Oh dear.
Okay, to get the easy shot out of the way - SwitchOS cannot do any routing, in hardware or in software.
But if it’d be more comfortable for you - and you’ll decide you don’t need any of the other ROS features that SwOS is missing - sure, why not.
I personally run ROS on all to have the same look-and-feel on the devices, even if I don’t really need anything more, but SwOS is basically “as simple as it can be” and that can be quite convenient.
Next thing - yes, the RB4011 is a 100% software router. With strong high speed quad core CPU, it can do a lot in software.
It has hardware acceleration for IPsec encryption (at only some combinations of the myriad of IPsec settings possible), but everything else is just CPU work and optimizations in config (FastTrack, etc).
The RB4011 has two simple-minded hardware switches each responsible for 5 ports; there’s a few small simple things you can order them to do in hardware, but in “typical” operation they only CPU-free operations will be forwarding packets between two ports on the same chip in the same VLAN, and VLAN tagging/untagging.
A huge number of MT devices, large and small, are like this (although most of the time usually with just one layer2 switch chip).
It’s basically only some of the new gear with Marvell chips which have the L3HW functionality, which is… tricky to use but if it can be used for one’s needs gives quite the massive performance boost.
Yes, it is quite common on big networks to have a “core switch” which does the basic L3 but very fast for “internal” networks, with some simple filters/ACLs and so on, at hardware “wire speed” or nearly so, then a separate router or these days “next generation firewall” doing the adwanced layer 3 stuff with connection tracking, inspection, NATs, dynamic routing protocols, etc etc etc.
You didn’t say much what is the load on “your network”, but if the RB4011 handles it without bottlenecking on a single core (watch /tool/profile during various high-traffic times?), it’s… fine to just keep doing that?

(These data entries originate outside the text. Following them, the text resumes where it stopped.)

Issue #1153, opened 2026-08-24
A tree with no magnitude cannot be expressed: TreemapTrace announces a value every node lacks


jooyoungseo:
`TraceType.TREEMAP` is the grammar's only hierarchy, and `TreemapPoint.y` is documented as optional — "omitted for an interior node whose value is the sum of its children, which is the ordinary case". But a tree in which *no* node has a value is not expressible: `TreemapTrace` announces a value clause and computes shares from it either way, and both possible spellings announce something the chart does not draw.

Found while working #1138's `organization` case. A Highcharts organization chart is a pure hierarchy — measured on a six-node chart, every node's `value` and `weight` came back `null` and Highcharts' own internal `sum` was `1` for every node alike, because it assigns one unit per link for layout. There is no magnitude anywhere in the declaration.

## Measured

Both spellings, run through `TraceFactory.create` on a six-node org tree (Ada → Bo, Cy; Bo → Engineering, Design; Cy → Finance).

**Omitting `y` on every node:**

```
audio.freq   { min: 0, max: 0, raw: 0 }
text.cross   { label: 'Reports', value: 0 }
text.asides  [ { label: 'Children', value: '2' } ]
```

Every node announces `0` — a number the chart does not draw — and `min === max === 0` leaves no pitch range, so the sonification is flat across the whole tree.

**Declaring `y: 1` on every node** (Highcharts' own per-link unit):

```
audio.freq   { min: 1, max: 1, raw: 1 }
text.cross   { label: 'Reports', value: 1 }
text.asides  [ { label: 'Share of Ada', value: '100.0%' },
               { label: 'Children', value: '2' } ]
```

Strictly worse. Still no pitch range, still a false number, and now **Bo is announced as 100% of Ada — and so is Cy**. Two siblings each reported as the whole of their parent. The share clause is derived from `node.value / parent.value`, and with a declared 1 the parent's derived total is overridden by its own declared 1 rather than summing to 2.

The `Share of ...` clause is already guarded against a zero parent (`parent !== null && parent.value !== 0`), which is why the first spelling suppresses it. Nothing guards the `cross` clause, which is unconditional:

```ts
return {
  main: { label: this.xAxis, value: node.name },
  cross: { label: this.yAxis, value: node.value },
  ...
};
```

## Why it matters

[...]

PR #1154, opened 2026-08-24
docs(highcharts): write down the five types read and the five declined

jooyoungseo:
The Highcharts guide's type coverage had drifted behind the adapter **in both directions**, and a sweep looking for what is left to do would have re-derived both halves.

Closes the last of #1138's four judgement cases — `organization` — by documenting the decline and the reason, rather than leaving it silent.

## Five types are read and were not listed

| Type | Reads as | Added by |
| --- | --- | --- |
| `columnpyramid`, `pictorial` | Bar | #1139 |
| `streamgraph` | Stacked Area | #1139 |
| `bubble` | Scatter | #1139 |
| `arearange`, `areasplinerange`, `columnrange` | Error Bar | #1047 |

All four rows were extended rather than added, since each type is a spelling of a reading already in the table, and a short note explains the two that involve a judgement: `columnpyramid` and `pictorial` are a column drawn differently and carry the same `point.y` per category; `bubble` reads as a scatter rather than a dot plot, because a dot plot is one value per category and a bubble has two, and the category name is not lost either way — it travels as `xLabel`.

## Five types are declined and the reasons lived only in issue threads

A new **Series types that are deliberately not read** section, so the next sweep finds the reasons rather than re-deriving them:

- `venn` — magnitudes are overlap areas, positions are a layout, no axis to announce against.
- `polygon` — an arbitrary closed shape with no statistical reading.
- `vector`, `windbarb`, `flags` — direction and annotation rather than a measured series.
- `packedbubble` — it has a magnitude, but the positions are a packing; announcing x and y would report where the layout put it.
- `organization` — blocked on the core rather than the adapter.

## Why `organization` is the interesting one

I set out to implement it. The judgement recorded on #1138 was that "the tree is expressible without inventing a value", and **that turned out to be wrong** — I only found out by driving a valueless tree through `TreemapTrace` instead of reasoning about the grammar.

The hierarchy itself is exact and readable. Measured in Chromium on a six-node chart: `series.nodes` carries each node's `id`, `name`, `column` and `linksTo`; `series.data` is the links rather than the nodes; and each node draws its own `path.highcharts-node.highcharts-point` inside the series group in `series.nodes` order, so a selector is straightforward and needs no index stamping.

What is missing is a magnitude. Every node's `value` and `weight` came back `null`, and Highcharts' own internal `sum` was `1` for every node alike, because it assigns one unit per link for layout. There is no number anywhere in the declaration.

`TraceType.TREEMAP` cannot express that. Both spellings, through `TraceFactory.create`:

```
omitting y      freq { min: 0, max: 0, raw: 0 }
                cross { label: 'Reports', value: 0 }

declaring y: 1  freq { min: 1, max: 1, raw: 1 }
                cross { label: 'Reports', value: 1 }
                asides [ { label: 'Share of Ada', value: '100.0%' }, … ]
```

The second is strictly worse: **Bo is announced as 100% of Ada — and so is Cy**, two siblings each reported as the whole of their parent, because a declared parent value overrides the derived total that would have summed to 2. Either way every node states a magnitude the chart does not draw, which is the objection this guide already makes about emitting `count` for a variwide.

So this is declined pending #1153 — giving the tree a way to say it has no magnitude — rather than pending anything in the adapter. Worth saying plainly in the note, and it is: an org chart read as a tree would be a real improvement on the nothing it gets today, since navigation, the ancestry breadcrumb and the child count are all correct and useful. One further guard is recorded for whoever picks it up: `TreemapPoint.path` is *one* ancestry, so a node with two parents cannot be expressed.

## Gate

`npm run docs` builds clean. No source change, so nothing else is touched.

---


jooyoungseo:
You were right, and I should not have written that line without checking. Fixed in 9e8c4cf3.

I checked against the packaged files rather than the documentation — `npm pack highcharts@11`, untar, then grep each bundle for the registered type name:

```
highcharts.js          columnpyramid  0
highcharts-more.js     columnpyramid  1
modules/pyramid3d.js   columnpyramid  0
modules/pictorial.js   columnpyramid  0
modules/funnel.js      columnpyramid  0
```

So `highcharts-more.js` alone, exactly as you suspected. `pyramid3d` is the unrelated 3D series and never mentions it.

Since one unchecked claim in this PR means the others deserve the same treatment, I ran all five the same way:

| type | registered in |
| --- | --- |
| `pictorial` | `modules/pictorial.js` |
| `streamgraph` | `modules/streamgraph.js` |
| `bubble` | `highcharts-more.js` |
| `arearange`, `areasplinerange` | `highcharts-more.js` |
| `columnrange` | `highcharts-more.js` |

All hold as written. `columnrange` also appears once in `highcharts.js`, but as a reference rather than a registration — the type is defined in `highcharts-more.js`, which is what the row says.

---

PR #1157, opened 2026-08-24
feat(highcharts): read an organization chart as the hierarchy it draws

jooyoungseo:
Closes the `organization` case of #1138, which #1153 unblocked.

`buildSubplot` sorts series into buckets by type and `organization` was in none of them, so it reached `convertSeries` as an unsupported type and was declined. On a chart that is only the org tree, that is silence.

## Why it was declined, and what changed

The decline was deliberate. An organization chart is a **pure hierarchy** — measured on a six-node chart in Highcharts 11 plus `modules/sankey.js` and `modules/organization.js`:

| what was checked | what came back |
| --- | --- |
| `node.value` | absent on every node |
| Highcharts' internal `node.sum` | `1` on every node alike — one unit per link, for layout |

There is no magnitude anywhere in the declaration, and both available spellings of that were wrong:

- **omitting `y`** announced `0` on every node, over a `freq { min: 0, max: 0 }` that leaves no pitch range;
- **declaring the layout's `1`** was worse — Bo announced as 100% of Ada, and Cy announced as 100% of Ada as well.

#1156 taught `TreemapTrace` to recognise a tree that declares no magnitude anywhere. This is the adapter half: the payload declares no `y`, names no second axis, and the reader gets what the chart actually has — moving up to a manager, down to a report, across to a peer, the ancestry, and how many people report to whoever the cursor is on.

## Measured

The reading, end to end in Chromium against a real chart:

```
type    treemap
axes    { x: { label: 'Node' } }          ← no y

x                    path
Ada Lovelace, CEO    []
Bo Turing, CTO       ['Ada Lovelace, CEO']
Cy, CFO              ['Ada Lovelace, CEO']
Engineering          ['Ada Lovelace, CEO', 'Bo Turing, CTO']
Design               ['Ada Lovelace, CEO', 'Bo Turing, CTO']
Finance              ['Ada Lovelace, CEO', 'Cy, CFO']
```

and each of the six selectors matched **exactly one `path.highcharts-node`** — the drawn box.

## Reading decisions

**The structure comes from `series.nodes`, not from the links.** An organization series is declared as `from`/`to` pairs; Highcharts resolves them into node objects, and that is the only place `linksTo`, the display `name`, the `title` drawn under it, and the rendered box can all be reached.

**A node's label joins its name and its title,** because that is what the box says, and either alone loses half of what a sighted reader gets. A name that matches the title is not repeated, and a node declaring neither falls back to the id, which is what Highcharts names it.

**A node with more than one parent declines the whole series.** `TreemapPoint.path` is one ancestry, so a tree cannot say that someone reports to two managers, and reading it as one would drop a link the chart plainly draws. A silently missing edge is worse than the fallback, which at least says what it is — the same line `qqline` is held to in xability/r-maidr#251.

**A cycle is cut with a warning**, as it already is for a treemap: nothing stops an organization link pointing back up.

## Verification

- 13 tests in `test/adapters/highcharts/organization.test.ts` — the reading, the absent `y`, the absent second axis, the label rules, the paths, the selectors, the stamping, and the three declines (multi-parent, cycle, no nodes).
- Mutation sweep over the dispatch case, the multi-parent guard, the parent walk, the label join, the dedupe, the cycle seed, the axes, the stamping, the empty guard, and a `y: 1` reintroduction: **10 of 10 killed.** One would-be survivor was resolved by adding the case it guarded (a name equal to a title) rather than by deleting the guard.
- `npx eslint src test` clean · `npx tsc --noEmit` clean · `npm run build` succeeds · `npm run docs` succeeds · `npm test`: **401 suites / 5543 tests, plus the ESM project's 10 / 137**, all passing.

`docs/highcharts.md` moves `organization` out of "Series types that are deliberately not read" and into the supported table, and the note there is rewritten from "why it is blocked" to what the reading does and what it declines.

---

### DIFF
--- a/docs/highcharts.md
+++ b/docs/highcharts.md
@@ -119,6 +119,7 @@ import { createHighchartsSync, highchartsToMaidr } from 'maidr/highcharts';
 | Network | `networkgraph` (requires `modules/networkgraph.js`) | [highcharts-network.html](examples/highcharts-network.html) |
 | Treemap | `treemap` (requires `modules/treemap.js`) | [highcharts-treemap.html](examples/highcharts-treemap.html) |
 | Sunburst | `sunburst` (requires `modules/sunburst.js`, which ships treemap) | [highcharts-sunburst.html](examples/highcharts-sunburst.html) |
+| Organization | `organization` (requires `modules/sankey.js` and `modules/organization.js`), read as a tree with no magnitude | — |
 | Gauge | `gauge`, `solidgauge` (require `highcharts-more.js`; solid gauge also `modules/solid-gauge.js`), `bullet` (requires `modules/bullet.js`) | [highcharts-gauge.html](examples/highcharts-gauge.html) |
 | Waterfall | `waterfall` (requires `highcharts-more.js`) | [highcharts-waterfall.html](examples/highcharts-waterfall.html) |
 | Error Bar | `errorbar` (requires `highcharts-more.js`), reading its estimates from the series it is `linkedTo`; `arearange`, `areasplinerange`, `columnrange` (require `highcharts-more.js`), each read as the band of intervals it draws | [highcharts-errorbar.html](examples/highcharts-errorbar.html) |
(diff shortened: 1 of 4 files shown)


jooyoungseo:
Thanks — two of the three are now fixed on the branch, and the third I'm declining with a reason.

**Finding 3 (numeric node ids) was real, and it reproduces.** Measured in Chromium against a real chart declared as `data: [[1, 2], [1, 3], [2, 4]]`: Highcharts builds nodes with numeric ids and draws the tree correctly, while the reading came back

```
'Ada' | path []
'Bo'  | path []
'Cy'  | path []
'Eng' | path []
```

— four roots, the whole hierarchy silently gone. Ids are now keyed and compared as `String(id)` on both sides, and `HighchartsNode.id` is typed `string | number`, which is what the library actually hands over. Two mutations pin it: dropping the coercion in the walk and dropping it in the map both fail the new test.

**Finding 2 (the cast) is fixed.** `stampPointIndices` now takes `{ graphic?: { element: SVGElement } }[][]` — the one field it touches — so both callers pass their real types and the `as unknown as` is gone. You were right that nothing was keeping the two interfaces in step.

**Finding 1 (the duplicated walk) I'm leaving as it is,** and I want to say why rather than just not doing it. The two walks line up on the shape but differ on five things: the parent field, the label function, whether the id can be absent, the return type (`(string | number)[]` against `string[]`), and the wording of the cycle warning. A shared helper would need a parent accessor, a label function, an id accessor and the series name — four parameters and a generic — and both call sites would still need a small adapter each. That trades thirty lines of two things each readable on its own for one thing that is harder to read than either, which is the wrong side of `CLAUDE.md`'s "readable beats clever". If a third tree type arrives the calculation changes, and it should be revisited then.

Full gate re-run after the fixes: eslint clean, `tsc --noEmit` clean, `npm run build` succeeds, `npm test` at 401 suites / 5544 tests plus the ESM project's 10 / 137.

---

To give you an example, at one of my customers, I have a CRS317 (which has quite a bit more L3HW capacity than the CRS328) doing L3HW routing for the LAN with a lot of internal traffic (servers and NAS connected with 10Gb ports) and an RB1100x4 which has the same 4-core Annapurna CPU as the RB4011 doing WAN, NAT, and a ton of VPN terminations, with complex firewall rules.
But for a few years prior the 1100 was doing the job alone paired just with “dumb” CRS326 switches, until its 1Gb ports - not the CPU - became the bottleneck for the LAN part.
Regarding the “what vlan to use for what” - it really depends if you ask from point of view of convenience, or security, for example.
“Untagged management”* makes it easy to reach something if it falls to some kind of default mode; but because it makes it easy for you, it makes it easy for everyone else just as well.
(* I kinda guess you actually mean “vlan 1 for management, and leaving that as default/untagged on trunks”…)
In any case, again, something a lot of “security” forgets is that #1 step is to decide what you want to defend from.
There’s a nice term for it, “define your threat ” but with another noun which I can’t recall.
Lemme just tell you that at my main job I still have some sites doing the same because of how much risk and man-hours it would be to re-organize the management layer just-because.
New sites, and full-teardown refreshes are set up more modern, with isolated management zones of various trust levels and stuff, but what’s old-and-running stays until top management decides it’s a good use of time and money.
Maybe you really should do the change because you’re running a powerplant.
Maybe “better is the enemy of good-enough” and it can stay until you’ll replace all hardware to lay down your future 25Gb network all over the place and configure that fresh.